Anthropic 在意长上下文尾部：20 万 token 的 Claude 请求 prefill FLOPs 是 2 k prompt 的 100×；70 B 模型 BF16 时 KV cache 就有 ~40 GB。提 chunked prefill、paged attention、共享 system prompt 的 prefix caching。

常见错误与合理性检查

字节 vs 比特差 1000×。1 Gbps 是 125 MB/s，不是 1 GB/s。
忽略复制开销。可用容量 ≈ 裸容量 / 3（RF=3）。
混淆 DAU 与 QPS。

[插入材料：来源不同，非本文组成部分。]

PR #875, opened 2025-09-09
Update readme.md

simongdavies:
Update pre-requisites on Linux


ludfjig (approved):
LGTM. These requirements are also specified in .devcontainer/Dockerfile. Should we update them there too?

PR #879, opened 2025-09-09
Remove old code used for removed in-process feature

ludfjig:
These are all unused but seems we forgot to remove them when removing the inprocess feature

### DIFF
--- a/src/hyperlight_host/src/mem/layout.rs
+++ b/src/hyperlight_host/src/mem/layout.rs
@@ -402,9 +402,6 @@ impl SandboxMemoryLayout {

1 亿 DAU × 10 动作/天 = 1.1 万/秒，不是 10 万/秒。
忘记峰值倍数。消费型 2–5×，B2B 8–10×。
把 RTT 当单程。查询+响应至少 2 个 RTT，带 TLS 握手更多。
引用 HDD 寻道时间（10 ms）做现代 NVMe 设计。2008 打来电话了。

合理性检查：如果你的年度存储大于 Google 公开的总容量，少算/多算了 10 倍；如果 QPS 大于全球互联网包率（~100 亿/秒），同理。

「宁可大约正确，也不要精确错误。」——凯恩斯，白板算数的每位 staff engineer 都引用过。